[[ Data excerpts open ]]

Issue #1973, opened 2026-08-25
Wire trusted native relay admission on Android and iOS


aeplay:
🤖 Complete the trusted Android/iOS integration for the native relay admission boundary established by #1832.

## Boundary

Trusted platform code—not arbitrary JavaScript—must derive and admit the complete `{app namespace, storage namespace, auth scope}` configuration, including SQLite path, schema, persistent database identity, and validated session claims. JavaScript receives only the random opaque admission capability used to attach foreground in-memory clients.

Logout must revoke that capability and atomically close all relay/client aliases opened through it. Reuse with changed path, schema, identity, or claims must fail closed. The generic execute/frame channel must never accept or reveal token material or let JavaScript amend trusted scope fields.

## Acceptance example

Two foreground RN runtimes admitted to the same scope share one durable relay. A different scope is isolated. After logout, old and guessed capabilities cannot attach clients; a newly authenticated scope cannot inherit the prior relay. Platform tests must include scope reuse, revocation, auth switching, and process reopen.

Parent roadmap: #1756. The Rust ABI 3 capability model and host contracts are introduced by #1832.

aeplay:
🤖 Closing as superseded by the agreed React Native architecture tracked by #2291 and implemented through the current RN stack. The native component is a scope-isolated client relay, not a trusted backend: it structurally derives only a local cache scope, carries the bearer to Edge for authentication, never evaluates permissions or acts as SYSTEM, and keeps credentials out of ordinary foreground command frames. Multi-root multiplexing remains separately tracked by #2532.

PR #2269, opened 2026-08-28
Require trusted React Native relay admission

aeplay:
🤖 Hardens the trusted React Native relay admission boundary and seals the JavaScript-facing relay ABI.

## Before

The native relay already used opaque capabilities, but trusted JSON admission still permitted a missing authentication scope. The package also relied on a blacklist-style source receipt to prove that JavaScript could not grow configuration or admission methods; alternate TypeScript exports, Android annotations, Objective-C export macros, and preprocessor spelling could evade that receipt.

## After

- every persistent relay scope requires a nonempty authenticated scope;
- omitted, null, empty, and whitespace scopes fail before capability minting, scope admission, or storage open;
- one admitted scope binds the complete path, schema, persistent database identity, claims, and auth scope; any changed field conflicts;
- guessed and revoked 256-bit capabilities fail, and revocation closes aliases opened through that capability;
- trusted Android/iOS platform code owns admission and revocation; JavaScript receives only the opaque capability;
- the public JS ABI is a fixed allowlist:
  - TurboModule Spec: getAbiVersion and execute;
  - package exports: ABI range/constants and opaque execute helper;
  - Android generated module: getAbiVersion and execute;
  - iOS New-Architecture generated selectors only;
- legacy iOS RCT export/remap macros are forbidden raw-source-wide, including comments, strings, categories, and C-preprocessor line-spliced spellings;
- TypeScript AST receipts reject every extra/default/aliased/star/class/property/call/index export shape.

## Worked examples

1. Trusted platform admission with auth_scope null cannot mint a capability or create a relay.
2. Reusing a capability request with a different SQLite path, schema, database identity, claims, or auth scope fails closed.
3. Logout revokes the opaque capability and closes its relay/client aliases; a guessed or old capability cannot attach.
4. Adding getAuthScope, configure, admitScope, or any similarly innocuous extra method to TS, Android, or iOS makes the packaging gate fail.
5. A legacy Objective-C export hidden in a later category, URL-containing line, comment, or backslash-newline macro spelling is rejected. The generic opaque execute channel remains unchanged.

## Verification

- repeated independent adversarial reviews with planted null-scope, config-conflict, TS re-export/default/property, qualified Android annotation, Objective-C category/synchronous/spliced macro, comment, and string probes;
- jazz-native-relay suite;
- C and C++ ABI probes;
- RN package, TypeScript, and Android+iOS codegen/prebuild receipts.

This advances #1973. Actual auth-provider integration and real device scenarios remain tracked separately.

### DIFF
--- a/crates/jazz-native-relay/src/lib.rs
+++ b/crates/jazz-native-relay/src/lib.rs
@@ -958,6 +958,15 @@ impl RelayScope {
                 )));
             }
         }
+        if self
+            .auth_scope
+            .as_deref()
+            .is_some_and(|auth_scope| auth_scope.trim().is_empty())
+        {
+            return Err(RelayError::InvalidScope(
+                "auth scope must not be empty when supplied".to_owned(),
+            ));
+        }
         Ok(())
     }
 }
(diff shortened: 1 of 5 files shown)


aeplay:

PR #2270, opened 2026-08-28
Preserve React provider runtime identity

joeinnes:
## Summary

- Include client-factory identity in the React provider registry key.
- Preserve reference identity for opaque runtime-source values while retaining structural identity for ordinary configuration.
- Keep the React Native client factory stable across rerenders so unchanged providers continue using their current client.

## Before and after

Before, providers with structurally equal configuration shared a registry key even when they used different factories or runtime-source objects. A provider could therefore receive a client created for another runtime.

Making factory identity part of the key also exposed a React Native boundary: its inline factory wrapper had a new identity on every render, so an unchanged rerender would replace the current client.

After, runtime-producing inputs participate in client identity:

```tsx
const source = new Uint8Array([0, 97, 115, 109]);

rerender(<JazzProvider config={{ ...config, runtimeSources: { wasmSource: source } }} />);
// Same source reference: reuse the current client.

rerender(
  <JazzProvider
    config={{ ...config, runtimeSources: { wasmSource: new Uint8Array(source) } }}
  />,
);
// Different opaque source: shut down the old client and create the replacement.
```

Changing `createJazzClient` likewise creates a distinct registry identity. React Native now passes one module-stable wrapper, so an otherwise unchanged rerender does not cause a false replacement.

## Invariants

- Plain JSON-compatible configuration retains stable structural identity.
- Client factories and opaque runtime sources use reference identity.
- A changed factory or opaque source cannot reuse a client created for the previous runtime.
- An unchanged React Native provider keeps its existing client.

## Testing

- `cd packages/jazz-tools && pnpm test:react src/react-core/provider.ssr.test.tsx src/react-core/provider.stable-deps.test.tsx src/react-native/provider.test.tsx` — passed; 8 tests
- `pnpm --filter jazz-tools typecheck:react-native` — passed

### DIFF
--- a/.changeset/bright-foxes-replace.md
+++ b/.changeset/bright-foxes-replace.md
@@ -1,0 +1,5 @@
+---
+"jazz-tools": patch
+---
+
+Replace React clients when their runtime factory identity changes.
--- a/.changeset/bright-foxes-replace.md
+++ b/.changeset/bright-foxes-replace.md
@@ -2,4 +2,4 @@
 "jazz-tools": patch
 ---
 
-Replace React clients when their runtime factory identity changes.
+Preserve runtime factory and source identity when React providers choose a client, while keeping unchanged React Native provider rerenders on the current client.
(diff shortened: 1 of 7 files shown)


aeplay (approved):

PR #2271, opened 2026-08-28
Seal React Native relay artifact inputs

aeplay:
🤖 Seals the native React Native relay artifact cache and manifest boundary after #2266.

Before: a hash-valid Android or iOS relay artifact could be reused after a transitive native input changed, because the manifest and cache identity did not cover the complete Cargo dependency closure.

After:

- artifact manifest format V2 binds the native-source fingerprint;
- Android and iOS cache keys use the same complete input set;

[[ Data excerpts closed ]]

- What to produce: Write the material out once more so that every line matches the original.

- Answer section:
Issue #1973, opened 2026-08-25
Wire trusted native relay admission on Android and iOS


aeplay:
🤖 Complete the trusted Android/iOS integration for the native relay admission boundary established by #1832.

## Boundary

Trusted platform code—not arbitrary JavaScript—must derive and admit the complete `{app namespace, storage namespace, auth scope}` configuration, including SQLite path, schema, persistent database identity, and validated session claims. JavaScript receives only the random opaque admission capability used to attach foreground in-memory clients.

Logout must revoke that capability and atomically close all relay/client aliases opened through it. Reuse with changed path, schema, identity, or claims must fail closed. The generic execute/frame channel must never accept or reveal token material or let JavaScript amend trusted scope fields.

## Acceptance example

Two foreground RN runtimes admitted to the same scope share one durable relay. A different scope is isolated. After logout, old and guessed capabilities cannot attach clients; a newly authenticated scope cannot inherit the prior relay. Platform tests must include scope reuse, revocation, auth switching, and process reopen.

Parent roadmap: #1756. The Rust ABI 3 capability model and host contracts are introduced by #1832.

aeplay:
🤖 Closing as superseded by the agreed React Native architecture tracked by #2291 and implemented through the current RN stack. The native component is a scope-isolated client relay, not a trusted backend: it structurally derives only a local cache scope, carries the bearer to Edge for authentication, never evaluates permissions or acts as SYSTEM, and keeps credentials out of ordinary foreground command frames. Multi-root multiplexing remains separately tracked by #2532.

PR #2269, opened 2026-08-28
Require trusted React Native relay admission

aeplay:
🤖 Hardens the trusted React Native relay admission boundary and seals the JavaScript-facing relay ABI.

## Before

The native relay already used opaque capabilities, but trusted JSON admission still permitted a missing authentication scope. The package also relied on a blacklist-style source receipt to prove that JavaScript could not grow configuration or admission methods; alternate TypeScript exports, Android annotations, Objective-C export macros, and preprocessor spelling could evade that receipt.

## After

- every persistent relay scope requires a nonempty authenticated scope;
- omitted, null, empty, and whitespace scopes fail before capability minting, scope admission, or storage open;
- one admitted scope binds the complete path, schema, persistent database identity, claims, and auth scope; any changed field conflicts;
- guessed and revoked 256-bit capabilities fail, and revocation closes aliases opened through that capability;
- trusted Android/iOS platform code owns admission and revocation; JavaScript receives only the opaque capability;
- the public JS ABI is a fixed allowlist:
  - TurboModule Spec: getAbiVersion and execute;
  - package exports: ABI range/constants and opaque execute helper;
  - Android generated module: getAbiVersion and execute;
  - iOS New-Architecture generated selectors only;
- legacy iOS RCT export/remap macros are forbidden raw-source-wide, including comments, strings, categories, and C-preprocessor line-spliced spellings;
- TypeScript AST receipts reject every extra/default/aliased/star/class/property/call/index export shape.

## Worked examples

1. Trusted platform admission with auth_scope null cannot mint a capability or create a relay.
2. Reusing a capability request with a different SQLite path, schema, database identity, claims, or auth scope fails closed.
3. Logout revokes the opaque capability and closes its relay/client aliases; a guessed or old capability cannot attach.
4. Adding getAuthScope, configure, admitScope, or any similarly innocuous extra method to TS, Android, or iOS makes the packaging gate fail.
5. A legacy Objective-C export hidden in a later category, URL-containing line, comment, or backslash-newline macro spelling is rejected. The generic opaque execute channel remains unchanged.

## Verification

- repeated independent adversarial reviews with planted null-scope, config-conflict, TS re-export/default/property, qualified Android annotation, Objective-C category/synchronous/spliced macro, comment, and string probes;
- jazz-native-relay suite;
- C and C++ ABI probes;
- RN package, TypeScript, and Android+iOS codegen/prebuild receipts.

This advances #1973. Actual auth-provider integration and real device scenarios remain tracked separately.

### DIFF
--- a/crates/jazz-native-relay/src/lib.rs
+++ b/crates/jazz-native-relay/src/lib.rs
@@ -958,6 +958,15 @@ impl RelayScope {
                 )));
             }
         }
+        if self
+            .auth_scope
+            .as_deref()
+            .is_some_and(|auth_scope| auth_scope.trim().is_empty())
+        {
+            return Err(RelayError::InvalidScope(
+                "auth scope must not be empty when supplied".to_owned(),
+            ));
+        }
         Ok(())
     }
 }
(diff shortened: 1 of 5 files shown)


aeplay:

PR #2270, opened 2026-08-28
Preserve React provider runtime identity

joeinnes:
## Summary

- Include client-factory identity in the React provider registry key.
- Preserve reference identity for opaque runtime-source values while retaining structural identity for ordinary configuration.
- Keep the React Native client factory stable across rerenders so unchanged providers continue using their current client.

## Before and after

Before, providers with structurally equal configuration shared a registry key even when they used different factories or runtime-source objects. A provider could therefore receive a client created for another runtime.

Making factory identity part of the key also exposed a React Native boundary: its inline factory wrapper had a new identity on every render, so an unchanged rerender would replace the current client.

After, runtime-producing inputs participate in client identity:

```tsx
const source = new Uint8Array([0, 97, 115, 109]);

rerender(<JazzProvider config={{ ...config, runtimeSources: { wasmSource: source } }} />);
// Same source reference: reuse the current client.

rerender(
  <JazzProvider
    config={{ ...config, runtimeSources: { wasmSource: new Uint8Array(source) } }}
  />,
);
// Different opaque source: shut down the old client and create the replacement.
```

Changing `createJazzClient` likewise creates a distinct registry identity. React Native now passes one module-stable wrapper, so an otherwise unchanged rerender does not cause a false replacement.

## Invariants

- Plain JSON-compatible configuration retains stable structural identity.
- Client factories and opaque runtime sources use reference identity.
- A changed factory or opaque source cannot reuse a client created for the previous runtime.
- An unchanged React Native provider keeps its existing client.

## Testing

- `cd packages/jazz-tools && pnpm test:react src/react-core/provider.ssr.test.tsx src/react-core/provider.stable-deps.test.tsx src/react-native/provider.test.tsx` — passed; 8 tests
- `pnpm --filter jazz-tools typecheck:react-native` — passed

### DIFF
--- a/.changeset/bright-foxes-replace.md
+++ b/.changeset/bright-foxes-replace.md
@@ -1,0 +1,5 @@
+---
+"jazz-tools": patch
+---
+
+Replace React clients when their runtime factory identity changes.
--- a/.changeset/bright-foxes-replace.md
+++ b/.changeset/bright-foxes-replace.md
@@ -2,4 +2,4 @@
 "jazz-tools": patch
 ---
 
-Replace React clients when their runtime factory identity changes.
+Preserve runtime factory and source identity when React providers choose a client, while keeping unchanged React Native provider rerenders on the current client.
(diff shortened: 1 of 7 files shown)


aeplay (approved):

PR #2271, opened 2026-08-28
Seal React Native relay artifact inputs

aeplay:
🤖 Seals the native React Native relay artifact cache and manifest boundary after #2266.

Before: a hash-valid Android or iOS relay artifact could be reused after a transitive native input changed, because the manifest and cache identity did not cover the complete Cargo dependency closure.

After:

- artifact manifest format V2 binds the native-source fingerprint;
- Android and iOS cache keys use the same complete input set;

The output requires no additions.